What to work on: Each entry must be restated word for word, with nothing omitted.

Records shown:
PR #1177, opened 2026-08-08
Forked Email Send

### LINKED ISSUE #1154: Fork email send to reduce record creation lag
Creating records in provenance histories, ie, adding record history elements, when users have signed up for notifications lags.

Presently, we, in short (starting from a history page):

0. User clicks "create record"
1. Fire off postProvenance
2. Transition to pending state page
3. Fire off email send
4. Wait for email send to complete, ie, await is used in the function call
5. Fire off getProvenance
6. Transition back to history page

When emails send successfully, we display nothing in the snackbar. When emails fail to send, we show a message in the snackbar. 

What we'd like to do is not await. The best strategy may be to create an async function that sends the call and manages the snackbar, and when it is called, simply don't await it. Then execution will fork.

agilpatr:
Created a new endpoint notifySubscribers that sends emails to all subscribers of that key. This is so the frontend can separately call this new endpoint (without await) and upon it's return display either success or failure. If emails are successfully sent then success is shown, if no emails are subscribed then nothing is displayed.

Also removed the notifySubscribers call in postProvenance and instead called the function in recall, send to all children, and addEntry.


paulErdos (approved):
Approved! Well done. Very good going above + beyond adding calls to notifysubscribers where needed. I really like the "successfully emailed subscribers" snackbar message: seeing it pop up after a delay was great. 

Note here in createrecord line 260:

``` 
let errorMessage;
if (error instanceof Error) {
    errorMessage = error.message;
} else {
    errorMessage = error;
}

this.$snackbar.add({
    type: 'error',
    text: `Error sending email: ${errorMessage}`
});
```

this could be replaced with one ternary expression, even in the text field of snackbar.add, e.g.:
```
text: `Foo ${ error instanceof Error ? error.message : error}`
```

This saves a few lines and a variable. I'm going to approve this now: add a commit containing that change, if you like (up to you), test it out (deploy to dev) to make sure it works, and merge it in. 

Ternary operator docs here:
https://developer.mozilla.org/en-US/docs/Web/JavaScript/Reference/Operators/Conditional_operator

Task result:
PR #1177, opened 2026-08-08
Forked Email Send

### LINKED ISSUE #1154: Fork email send to reduce record creation lag
Creating records in provenance histories, ie, adding record history elements, when users have signed up for notifications lags.

Presently, we, in short (starting from a history page):

0. User clicks "create record"
1. Fire off postProvenance
2. Transition to pending state page
3. Fire off email send
4. Wait for email send to complete, ie, await is used in the function call
5. Fire off getProvenance
6. Transition back to history page

When emails send successfully, we display nothing in the snackbar. When emails fail to send, we show a message in the snackbar. 

What we'd like to do is not await. The best strategy may be to create an async function that sends the call and manages the snackbar, and when it is called, simply don't await it. Then execution will fork.

agilpatr:
Created a new endpoint notifySubscribers that sends emails to all subscribers of that key. This is so the frontend can separately call this new endpoint (without await) and upon it's return display either success or failure. If emails are successfully sent then success is shown, if no emails are subscribed then nothing is displayed.

Also removed the notifySubscribers call in postProvenance and instead called the function in recall, send to all children, and addEntry.


paulErdos (approved):
Approved! Well done. Very good going above + beyond adding calls to notifysubscribers where needed. I really like the "successfully emailed subscribers" snackbar message: seeing it pop up after a delay was great. 

Note here in createrecord line 260:

``` 
let errorMessage;
if (error instanceof Error) {
    errorMessage = error.message;
} else {
    errorMessage = error;
}

this.$snackbar.add({
    type: 'error',
    text: `Error sending email: ${errorMessage}`
});
```

this could be replaced with one ternary expression, even in the text field of snackbar.add, e.g.:
```
text: `Foo ${ error instanceof Error ? error.message : error}`
```

This saves a few lines and a variable. I'm going to approve this now: add a commit containing that change, if you like (up to you), test it out (deploy to dev) to make sure it works, and merge it in. 

Ternary operator docs here:
https://developer.mozilla.org/en-US/docs/Web/JavaScript/Reference/Operators/Conditional_operator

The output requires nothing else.